Яна Сидоркина: Процитирую Пепперштейна: «Жил один человек средних лет. К нему приходят гости, рассаживаются, он их угощает чаем — все как положено. Наконец, один из гостей говорит: „А чего бы и вам не посетить нас?” Тот в ответ: „Я в гости не хожу”. „Почему?” — все заинтересовались. Тот вдруг: „Потому что я в этом мире не гость, а хозяин”. И давай хохотать — стыдно, что проговорился, но все равно разбирает смех». Павел говорит, что вы протагонист этой истории.

Андрей Монастырский: А это какого года?

Яна Сидоркина: 2010 года.

Андрей Монастырский: Ну это шутка была. Я и в гости хожу.

Яна Сидоркина: Ходите, значит?

Андрей Монастырский: Конечно. Это просто шутка, мы такие любили.

Яна Сидоркина: По поводу ваших истоков: вы учились во Дворце пионеров, занимались литературой там?

Андрей Монастырский: Да. Я сначала учился в школе, а во Дворец пионеров я ходил с 1962 года, с года его открытия. Я ходил в астрономический кружок, был членом Всесоюзного астрономо-геодезического общества и интересовался метеоритами. Но потом я как-то от естественных наук перешел к гуманитарным, к поэзии (под влиянием Брюсова и Мережковского), и стал ходить в литературный клуб туда же. С конца 1965 года во Дворце пионеров был литературный клуб. Это был важный для Москвы, как потом оказалось, литературный клуб. Возможно, он был единственный, где собиралась молодежь типа СМОГистов (СМОГ — «Самое Молодое Общество Гениев»). Это Губанов, Алейников, Юлия Вишневская и другие, кто в 1965 году устраивал чтения у памятника Маяковскому. Но они были там немного раньше меня, а когда я туда попал, уже их не было. Там были Рубинштейн и его компания, которая на два года меня старше, а те были еще старше. Я подружился с Рубинштейном. И мы, участники литклуба, как в свое время СМОГисты, в 1966 году тоже организовали группу, но Рубинштейн в нее не входил. У него была своя группа люберецкая, называлась «Синий треугольник». А мы сделали группу, которая была другой фракцией литературного клуба и называлась «Фрам» — по имени корабля Амундсена. Мы читали три вечера, по воскресеньям, в сентябре 1966 года у памятника Гоголю на Гоголевском бульваре. На третий раз нас согнало ГБ, но мы убежали от них. Тогда были вегетарианские еще времена по сравнению с сегодняшними.

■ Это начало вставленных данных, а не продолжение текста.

Issue #941, opened 2016-03-30
MAAS playbooks use different type of hostnames


BjoernT:
##### What version (commit) do you encounter this issue on?

r11.0.0

##### What type of issue is this (bug, feature, documentation, regression)?

Bug

##### What is the expected behavior?

All maas related playbooks should use one type of hostname, either inventory_hostname or ansible_hostname to prevent situations that the host has a FQDN but is only known with a short name in the inventory. That leads to issues that the the verify-maas.yml playbook looks up checks with a different hostname than the checks got created with

For example :
```
root@bjoern-aio3:/opt/rpc-openstack/rpcd/playbooks# grep hostname roles/rpc_maas/templates/nova_api_local_check.yaml.j2
label: "nova_api_local_check--{{ ansible_hostname }}"
        label                   : nova_api_local_status--{{ ansible_hostname }}
		
		
root@bjoern-aio3:/opt/rpc-openstack/rpcd/playbooks# grep hostname verify-maas.yml -B1
        {{ maas_rpc_scripts_dir }}/rpc-maas-tool.py verify-created
        --entity {{ inventory_hostname }}
--
        {{ maas_rpc_scripts_dir }}/rpc-maas-tool.py verify-status
        --entity {{ inventory_hostname }}
```

##### What is actually happening?

See above 

##### How can we reproduce this issue?

Use short hostnames in the inventory and long hostnames on host level
and run through the MAAS life cycle

##### How can we verify your issue is addressed?

All playbooks run successfully when installing them and running the verify-maas.yml playbook

##### If this is a large issue, what can be done immediately to alleviate the issue while working on a longer-term solution?

Normal prio

##### What is your evaluation on the importance of this issue, and why?

None

----------------------------------------------------------------------------------------------------------------------------
###### For each pull request, update the branch line to reference it.
- [x] master
- [x] liberty-12.2
- [x] kilo

##### Upgrade impact. Consider the impact on moving between major, minor and patch releases.
- [x] This change does not impact upgrades
- [ ] This change addresses a potential upgrade impact
- [ ] The upgrade impact is being tracked by another issue.

The issue tracking the upgrade impact is:

##### Testing impact
- [x] An issue/pull-request has been create or exists to track the testing gap, and is referenced below
- [ ] This change includes additional testing
- [ ] This change is tested by the existing setup

Additional testing links: https://github.com/rcbops/u-suk-dev/issues/283

##### Release note
- [ ] This change includes a release note.
[...]

PR #1289, opened 2016-08-03
Use ansible_hostname in verify_maas.yml

nategraf:
All of the maas check templates use ansible_hostname to generate
check names, and prior to this commit verify_maas.yml used
inventory_hostname to generate the check names to verify.
This led to an error where verify_maas.yml would fail when
ansible_hostname and inventory_hostname were different

This commit fixes this by using ansible_hostname within
verify_maas.yml to be consistent with the check templates.

Connects #941

### DIFF
--- a/rpcd/playbooks/verify-maas.yml
+++ b/rpcd/playbooks/verify-maas.yml
@@ -23,7 +23,7 @@
         . {{ maas_venv_bin }}/activate
         {% endif %}
         {{ maas_rpc_scripts_dir }}/rpc-maas-tool.py verify-created \
-        --entity {{ inventory_hostname }} \
+        --entity {{ inventory_hostname }}{{ maas_fqdn_extension }} \
         {% for ec in maas_excluded_checks %} --excludedcheck {{ec}}
         {% endfor %}
       register: verify_maas
@@ -43,7 +43,7 @@
         . {{ maas_venv_bin }}/activate
         {% endif %}
         {{ maas_rpc_scripts_dir }}/rpc-maas-tool.py verify-status \
-        --entity {{ inventory_hostname }}
+        --entity {{ inventory_hostname }}{{ maas_fqdn_extension }}
       register: verify_status
       failed_when: verify_status.rc != 0
       changed_when: False


alextricity25:
:+1: makes sense to me.

git-harry:
👎 I think the assessment of what is going on here is incorrect.

inventory_hostname is used for some check names
```
$ git grep inventory_hostname rpcd/playbooks/roles/rpc_maas/templates/
rpcd/playbooks/roles/rpc_maas/templates/cpu_check.yaml.j2:label             : cpu_check--{{ inventory_hostname|quote }}
rpcd/playbooks/roles/rpc_maas/templates/cpu_check.yaml.j2:        label                   : idle_percent_average--{{ inventory_hostname|quote }}
rpcd/playbooks/roles/rpc_maas/templates/hp-memory.yaml.j2:        label                   : hp-memory--{{ inventory_hostname|quote }}
rpcd/playbooks/roles/rpc_maas/templates/hp-processors.yaml.j2:        label                   : hp-processors--{{ inventory_hostname|quote }}
rpcd/playbooks/roles/rpc_maas/templates/hp-vdisk.yaml.j2:        label                   : hp-disk--{{ inventory_hostname|quote }}
rpcd/playbooks/roles/rpc_maas/templates/memory_check.yaml.j2:label             : memory_check--{{ inventory_hostname|quote }}
rpcd/playbooks/roles/rpc_maas/templates/memory_check.yaml.j2:        label                   : memory_check--{{ inventory_hostname|quote }}
rpcd/playbooks/roles/rpc_maas/templates/network_throughput.yaml.j2:label: network_throughput_{{ item.0.name }}--{{ inventory_hostname|quote }}
rpcd/playbooks/roles/rpc_maas/templates/openmanage-memory.yaml.j2:        label                   : openmanage-memory--{{ inventory_hostname|quote }}
rpcd/playbooks/roles/rpc_maas/templates/openmanage-processors.yaml.j2:        label                   : openmanage-processors--{{ inventory_hostname|quote }}
rpcd/playbooks/roles/rpc_maas/templates/openmanage-vdisk.yaml.j2:        label                   : openmanage-vdisk--{{ inventory_hostname|quote }}
```

Check names and what is used in the template should not matter for the purpose of verifying the checks. Checks are associated with an entity via IDs and not labels. I believe the important thing here is that verify-maas.yml is using the same entity name as is used in [rpc_maas](https://github.com/rcbops/rpc-openstack/blob/master/rpcd/playbooks/roles/rpc_maas/tasks/host_setup.yml#L24)

Given that
```
entity_name: "{{ inventory_hostname }}{{ maas_fqdn_extension }}"
```
is what is used to configure the agent that is what should be used to test it. Also, I think ansible_nodename would probably be the most appropriate fact to use if this was to be tidied up given that ansible_hostname = ansible_nodename.split('.')[0].

alextricity25:
I didn't realize **some** of the check config templates use inventory_hostname.
i'm going to :-1: this until that's addressed

git-harry:
@alextricity25 my point is that the use of inventory_hostname in the checks is irrelevant. It is about the name used to create the entity when the server is provisioned and making sure that is how verify-maas references the entity.

cloader89:
@BjoernT @git-harry please review the changes and give us feedback.

nategraf:
Thank you @alextricity25  and @git-harry for your insight. I now have a better understanding of what is going on. Submitted a new commit below is the commit message.
------------------------------
 Use proper entity name in verify_maas.yml

verify_maas.yml uses the entity name in a call to the maas
tool to verify the configuration of maas checks. Prior
to this commit verify_mass.yml used the inventory_hostname
fact to set the entity name it would check. However, the
host_setup.yml rpc_mass task would use a concatination of
inventory_hostname and the maas_fqdn_extension facts to
set the entity name on creatiion. This means that if
mass_fqdn_extension is non-empty the verify maas playbook
would fail.

This commit fixes this issue by changing the entity name
variable in verify_maas.yml to match how it is set up in
the host_setup.yml task.

Connects #941

rpcd/playbooks/verify-maas.yml
```diff
@@ -23,7 +23,7 @@
         . {{ maas_venv_bin }}/activate
         {% endif %}
         {{ maas_rpc_scripts_dir }}/rpc-maas-tool.py verify-created \
-        --entity {{ inventory_hostname }} \
+        --entity {{ inventory_hostname }}{{ maas_fqdn_extension }} \
```
Frank-ZhangXin: verify-mass is still using inventory_hostname, which doesn't give solution that mix using hostname (ansible_hostname and inventory_name) in the same role (maas).

Frank-ZhangXin: {{ maas_fqdn_extension }} is set in rpcd/etc/openstack_deploy/user_rpco_variables_defaults.yml , but by default it's empty. So I believe it makes no difference only if user or tester gives customized FQDN. That means we need to define FQDN then see what happens/verify this.

nategraf: The issue we face is that we cannot change the templates used by setup maas without upgrade impact. Although that inconsistency needs to be cleaned up, it does not cause and failures as far as I am aware. The "--entity" option here needs needs to have the same value as when the entity is setup in the host_setup.yml task, or verify_mass.yml will fail. As you said, the maas_fqdn_extension fact is blank by default, which is why this script does not fail under default builds. However, there were examples of error (as can be seem from Thomas's comment on issue 190) caused by this in environments where the maas_fqdn_extension is set.

Frank-ZhangXin: @nategraf yeah, agree with you but I said maybe we need test a case like Thomas met, which has a defined FQDN.

git-harry: The code in this repo is not used to create the MaaS entities. The entities are created as part of the server provisioning process prior to RPCO being deployed.

The templates do not know about the entity directly. The use of ansible_hostname or inventory_hostname in forming the label by the templates is simply to make it easier to tell which host a check belongs to when reading the API response data.

Checks/alarms get associated with an entity by the agent that uses the templates to create them.

[This](https://github.com/rcbops/rpc-openstack/blob/master/rpcd/playbooks/roles/rpc_maas/tasks/raxmon_agent_install.yml#L59-L134) section of code associates the entity with the agent and so with the host. The form of entity name used is "{{ inventory_hostname }}{{ maas_fqdn_extension }}". If this was not correct, the checks/alarms would not be created or would be associated with the incorrect entity.

My understanding is that it is only verification that fails, in which case using the same definition of entity name, as was used to create the checks/alarms, should be sufficient to solve this issue.

andymcc: Another important thing to note. The template files that are linked in the bug report have nothing to do with the entity name - so I believe that is adding confusion. Those are the label names for the alarms/checks - these could be anything, e.g. "mymonitor" and the entity name would still remain the same.

The crux of the issue is that the entity is not being found correctly, Harry's final 2 paragraphs sum up what needs to be changed, as it is only the verify that is failing. If the entity was not found at creation time the maas play would fail earlier and monitors would not be created.

andymcc:
👍  This PR looks correct to me.

ansible_hostname vs inventory_hostname is a red herring, we use ansible_hostname for containers (which are not entities - the physical host would be) so you can have a "local" check for a container, and it will identify the container it is monitoring so you would know when troubleshooting an alert. Imagine a situation where you have 2 glance_api containers on a host, you would want to monitor both but identify them. These are labels, they are not representative of the entity and could literally be any string - they will show up in MaaS with that label, for the entity that is configured.

The issue is that the check doesn't happen against the entity that is used when creating the alerts - e.g. "{{ inventory_hostname }}{{ maas_fqdn_extension }}" so the verification is failed.

The entity_name is referenced in tasks/host_setup.yml for the rpc_maas role, and is what Nate has put in this PR. I believe this is the best and only real solution to this problem so I am happy for this merge.

alextricity25:
Thanks @git-harry @andymcc for the explanation. I have a much better understanding on entity names - they are not the same thing as check labels! Having said that, the verify-maas playbook should use the same entity name that was registered with the agent. Which is what is being address by this PR. 
:+1:

BjoernT:
👍

Issue #1301, opened 2016-08-09
virtualenv is not present on multinode installs: setup-maas.yml fails


mancdaz:
##### On which version(s) do you encounter this issue?

heads/master

##### What type of issue is this? Please tick the appropriate box.
- [x] bug - existing functionality that does not work for you as documented
- [ ] feature - new functionality that you would like to see added

##### What is the expected behavior?
The setup-maas playbook completes successfully

##### What is actually happening?
The setup-maas playbook is terminating prematurely because we are attempting to do things inside a virtualenv (the first task we hit is to update pip), but nowhere does the setup-maas playbook explicitly install virtualenv. Example output:

```
TASK: [rpc_maas | Update pip] *************************************************
failed: [533810-node14] => {"failed": true}
msg: Failed to find required executable virtualenv
failed: [533800-node11] => {"failed": true}
msg: Failed to find required executable virtualenv
failed: [533808-node12] => {"failed": true}
msg: Failed to find required executable virtualenv
failed: [533809-node13] => {"failed": true}
msg: Failed to find required executable virtualenv
ok: [533811-node15]
```

##### What were you attempting to do when you encountered this error (give as much detail as possible)? 

Testing the head of master on a multinode deployment prior to cutting a first r13.0.0rc1 tag

##### How can we reproduce this issue?

Install master on a multinode cluster, using the deploy script, and export DEPLOY_MAAS=yes

##### How can we verify your issue is addressed?

On a multinode deployment, run setup-maas and then verify-maas - all should work as expected

##### If you are using or know of a workaround please describe the necessary steps?

Manually install virtualenv on each host (```pip install virtualenv```)

##### What is your evaluation on the importance of this issue, and why?

Quite important since a full deployment won't complete for QE

----------------------------------------------------------------------------------------------------------------------------
###### For each pull request, update the branch line to reference it.
- [x] master (https://github.com/rcbops/rpc-openstack/pull/1302)

##### Upgrade impact. Consider the impact on moving between major, minor and patch releases.
- [x] This change does not impact upgrades
- [ ] This change addresses a potential upgrade impact
- [ ] The upgrade impact is being tracked by another issue.

The issue tracking the upgrade impact is:

##### Testing impact
- [ ] An issue/pull-request has been create or exists to track the testing gap, and is referenced below
- [ ] This change includes additional testing
- [x] This change is tested by the existing setup

Additional testing links:

##### Release note
- [ ] This change includes a release note.
[...]

PR #1302, opened 2016-08-09
Install virtualenv pip package for rpc-maas role

mancdaz:
In order to install the maas environment inside a virtualenv, we need to
ensure we are actually installing the virtualenv pip package. In an AIO
this is done by the nova role on the compute 'container', meaning it
actually gets installed on the host, but in a multinode we need to do
this explicitly.

Connected https://github.com/rcbops/rpc-openstack/issues/1301

### DIFF
--- a/rpcd/playbooks/roles/rpc_maas/defaults/main.yml
+++ b/rpcd/playbooks/roles/rpc_maas/defaults/main.yml
@@ -442,6 +442,12 @@ maas_apt_packages:
   - mariadb-client
 
 #
+# maas_requires_pip_packages: Pip packages needed outside the virtualenv
+#
+maas_requires_pip_packages:
+  - virtualenv
+
+#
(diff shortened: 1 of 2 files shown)


Apsu:
RPC-AIO-Ceph-Liberty-PR: Fail

alextricity25:
:+1: once gate checks pass

sigmavirus24:
👍 once the gate passes

mattt416:
Got enough of a multi-node going to replicate the error, and the attached fix did get me past that error.

evrardjp:
Makes sense, not tested. I'd give my 👍 too if it passes gates.

Apsu:
RPC-AIO-Ceph-Liberty-PR: Fail

Apsu:
RPC-AIO-Liberty-PR: Fail

sigmavirus24:
recheck_all

git-harry:
👍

Яна Сидоркина: Вы про представителей органов власти?

Андрей Монастырский: Да, а кого?

Яна Сидоркина: Я училась в той же студии во Дворце пионеров в 2013–2015 годах.

Андрей Монастырский: Она сохранилась с 1965 года?! Потрясающе. Там же поэты собираются. Вы там как поэт присутствовали?

Яна Сидоркина: Я там была главным редактором газеты. Журналистское дело, но на грани художественного. Однажды в рубрику «Рецензия» девушка, которая была музыкальным редактором, написала про концерт Леди Гаги, и нас закрыли за слово «вагина». Это я к тому, что гэбэшники и вегетарианские времена.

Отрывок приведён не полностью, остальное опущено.